Prezes dla TVP3: W tym klubie nie było budżetu, dokładnie wyznaczonych elementów finansowych
Nowo wybrany prezes Korona S.A. Artur Jankowski wziął udział w programie „Gość informacji” w TVP3 Kielce. Sporą część czasu antenowego poświęcono na sprawy finansowe kieleckiego klubu.
– Aktualnie trwa audyt, który zaraz się zakończy i będziemy wiedzieli, w którym miejscu jesteśmy. Oczywiście to tylko pierwszy etap. Jesteśmy aktualnie zabezpieczeni, na dłuższy czas, na pewno do końca roku albo początku kolejnego – odpowiada prezes Artur Jankowski na pytania dziennikarki odnośnie sytuacji finansowej ekstraklasowego klubu z Kielc.

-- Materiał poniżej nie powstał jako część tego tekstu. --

PR #1750, opened 2026-08-12
ci: host bulk test fixtures as release assets instead of Git LFS

nh13:
Representation-Change: none. CI and test-infrastructure only; no file under `src/normalize/`, `src/hgvs/`, `src/spdi/` or `src/project/` is touched, and no normalized output moves.

## The problem

The repository's Git LFS budget is **exhausted right now**, so every `lfs: true` job dies at checkout:

```
batch response: This repository exceeded its LFS budget. The account responsible
for the budget should increase it to restore access.
```

Four corpora totalling **156 MB** were LFS-tracked and fetched by **ten jobs on every CI run** — `test` ×6, `test-oracle` ×3, and `coverage.yml`'s `coverage`. That is ~1.56 GB of LFS egress per run; at the 192 CI+Coverage runs observed in one day, ~146 GB, about three 50 GB data packs in a day.

LFS bandwidth is metered **even for a public repository**. Release-asset downloads are not. That asymmetry is the whole change.

## What this does

The four files move to the [`test-fixtures-v1`](https://github.com/fulcrumgenomics/ferro-hgvs/releases/tag/test-fixtures-v1) release and are fetched on demand.

- **`.gitattributes`** loses both LFS globs and keeps a note recording why, so the filter is not re-added by reflex.
- **The four paths are untracked and gitignored.** They are deliberately *not* committed as plain blobs — 156 MB of binaries in the tree trades one problem for a worse one.
- **`tests/fixtures/CHECKSUMS.sha256`** pins their SHA-256 digests, so a swapped, truncated or partially-downloaded asset is caught rather than parsed. (Cross-check: those digests are byte-identical to the files' LFS object ids, since LFS keys objects by SHA-256.)
- **`scripts/fetch-test-fixtures.sh`** fetches and verifies them over plain HTTPS with no token, so it works unchanged on a forked-PR runner. `--verify` checks without fetching; `--force` re-downloads.
- **A new `fixtures` job** fetches them once per run and publishes them to the shards as a workflow artifact with one day of retention. It slots into the existing `needs: [test-build, spec-fixtures]` chain, so it adds no serialization point — it runs alongside the two build jobs and finishes long before either.
- **Not `actions/cache`.** That store sits at ~9.9 GiB of a 10 GiB cap across ~137 entries, so a 156 MB entry would evict Rust build caches by LRU. That is #1218, where eviction took the nightly's 3.25 GiB entry as collateral.

Egress per run:

| | before | after |
|---|---|---|
| LFS | ~1.56 GB | **0** |
| release assets | 0 | 156 MB (one fetch, shared to 9 jobs) + 156 MB for `coverage.yml` |

`coverage` is a separate workflow so it cannot consume `ci.yml`'s artifact and fetches its own copy; unmetered, so it costs nothing LFS used to charge for.

## A failed fetch must fail loudly

This is the part worth reviewing. The suites that read these corpora **skip green** when the files are absent:

```rust
let buf = match load_fixture_bytes("clinvar_hgvs_500k.json.gz") {
    Some(b) => b,
    None => { eprintln!("Skipping: ... not found"); return; }
};
```

So a fetch that failed quietly would delete the ClinVar, CMRG and Paraphase coverage **while making CI look faster** — a speedup that is really coverage loss. Two independent guards:

1. **The fetch script** exits non-zero on a bad download, a digest mismatch, a missing asset, or a malformed manifest, and never installs an unverified file (it downloads to a temporary path and only renames after the digest matches).
2. **`FERRO_REQUIRE_BULK_FIXTURES=1`** turns the eight fixture-absence skips into failures naming the missing path and the fix. Set in `test`, `test-oracle`, `coverage` and `external-validation` — every job that fetches the corpora. Unset locally, where skipping remains the useful default. See `tests/it/common/bulk_fixtures.rs`.

Measured, by holding `cmrg_genes_exhaustive.json.gz` aside:

| | fixture absent, guard unset | fixture absent, guard set |
|---|---|---|
| `cmrg_exhaustive_tests::test_cmrg_exhaustive_benchmark` | **PASS in 0.016 s** | **FAIL**, naming the path |
| `normalize_axis_preserving::axis_is_preserved_over_the_cmrg_corpus` | **PASS in 0.016 s** | **FAIL**, naming the path |

That first column is the hazard, stated as a number: the same test takes 11.692 s when it really runs.

## The tag-collision check, and what it found

Asked of `release-plz.toml` and every workflow, because there is an active v0.14.0 release PR and a confused release process would be worse than the problem.

**`release-plz.toml` is clear** — it configures `features_always_increment_minor`, a `pr_body` template and changelog grouping, and contains no `git_tag_name`, tag pattern or tag filter. Nothing in it can match a non-semver tag. **No workflow triggers on `push: tags:` at all.**

**The hazard was elsewhere.** `release-wheels.yml` runs on `release: published`, which admits **no tag filter** — GitHub offers none for that event — so *any* release fires the full wheel matrix, uploads wheels onto it, and attempts a PyPI publish with whatever version `Cargo.toml` holds. Publishing the data release triggered exactly that. The run was cancelled by hand within seconds, long before any build job could reach `upload` or `publish-pypi` (both sit behind ~15 minutes of `needs`), so nothing was uploaded and PyPI was never contacted — confirmed `conclusion: cancelled`, and the release carries only its four fixture assets.

This PR adds the guard so it cannot recur: the four building jobs now require `startsWith(github.event.release.tag_name, 'v')`, and everything downstream reaches them through `needs:` and skips with them. `workflow_dispatch` is deliberately left ungated, since its dry-run form takes a blank tag and its upload/publish jobs already gate on the event.

`tests/fixtures/README.md` records that a regenerated corpus needs a **new** release rather than a replaced asset (replacing in place would break every checkout pinned to the committed digests), and that the tag must not be `v*`.

## What "no LFS remains" does and does not mean

Stated precisely, because the strong reading is false:

- ✅ **At HEAD there is no LFS.** `git lfs ls-files` on this branch returns **empty**.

– Zobaczymy, co będzie po audycie, bo chce go poznać. Za chwilę pojawi się wysokiej klasy specjalista finansowy, który wraz ze mną sprawdzi, w jakiej jesteśmy sytuacji. Mówi się, że obecnie jesteśmy kilka milionów w plecy, ale ja chce to wiedzieć, co do każdej złotówki. Niestety, czemu się dziwię, w tym klubie nie było budżetu, dokładnie wyznaczonych elementów finansowych. Nie wiemy, w którym jesteśmy miejscu – dopowiada sternik żółto-czerwonych.
Jednocześnie postanowiono zatrzymać w klubie Karola Jakubczyka, który obejmuje stanowisko dyrektora operacyjnego pionu sportowego, poza strukturą zarządu. Przypomnijmy, że to właśnie kielecki adwokat w ostatnim czasie pełnił obowiązki tymczasowego prezesa. Pozostawienie go w strukturach klubu wywołało w Kielcach kontrowersje ze względu na problemy finansowe spółki. Artur Jankowski informuje, że to on optował za zatrzymaniu Jakubczyka w Koronie.
– Podjąłem taką decyzję, ponieważ po rozmowach z Karolem stwierdziłem, że jest bardzo cenny dla klubu. To dlatego, że bardzo mocno się mu poświęcił, ma także dużo kontaktów i bardzo dużo zrobił już dla klubu. W takiej sytuacji, gdzie wchodzimy do klubu po kilku kolejkach, kiedy najważniejszy jest element sportowy i zdobywanie punktów, istotny jest spokój w dziale sportowym – zaznacza.
Po chwili uzupełnia swoją wypowiedź: – Chciałbym, aby pion sportowy był pewny pod kątem zarządzania w sytuacjach kryzysowych, które mogą wystąpić. Karol Jakubczyk będzie zajmował się kwestiami operacyjnymi całego zespołu oraz finansowymi, logistycznymi i zarządzaniem. To była moja decyzja i pierwsza faza. Ja wchodzę w tematy korporacyjne i teraz najważniejsze jest, póki co, ułożenie tych kwestii, na przykład finansów. W związku z tym bardzo potrzebuje osoby, która da mi konkretne informacje, nie będę musiał czekać czy szukać ich. Tu nie ma czasu. My musimy iść do przodu – konkluduje.
Były włodarz Górnika Zabrze opowiada o celach, jakie stawia przed drużyną. Jego zdaniem nie można z góry zakładać podstawowego planu, jakim jest utrzymanie. – Myślę, że na ten sezon chcielibyśmy zająć miejsce 8-15 i powalczyć o górną "ósemkę". Wszystko po to, aby na koniec sezonu, wiedzieć, że mamy spokojne utrzymanie, możemy ogrywać młodych, przygotowywać się mocniejsi do kolejnego sezonu niż walczyć o pozostanie w lidze w ostatnich kolejkach.
Przypomnijmy, że Artur Jankowski, to doświadczony działacz, który w przeszłości zarządzał między innymi Zagłębiem Lubin i Górnikiem Zabrze. W poniedziałek (9 września) został ogłoszony nowym włodarzem „żółto-czerwonych” (o czym więcej przeczytasz TUTAJ) poza zorganizowanym na to stanowisko konkursem.
Dlaczego zdecydował się na pracę w Kielcach? – Kończyłem swój projekt biznesowy. Dwa tygodnie przed zakończeniem (konkursu - przyp. red.) dostałem sygnał z tutejszego biznesu, że jest coś takiego i powiedziałem, że jestem tym zainteresowany. Zostałem poproszony o przesłanie swojego CV, spotkałem się i porozmawiałem o tym projekcie. Wyszło tak, że zostałem wybrany – podsumowuje.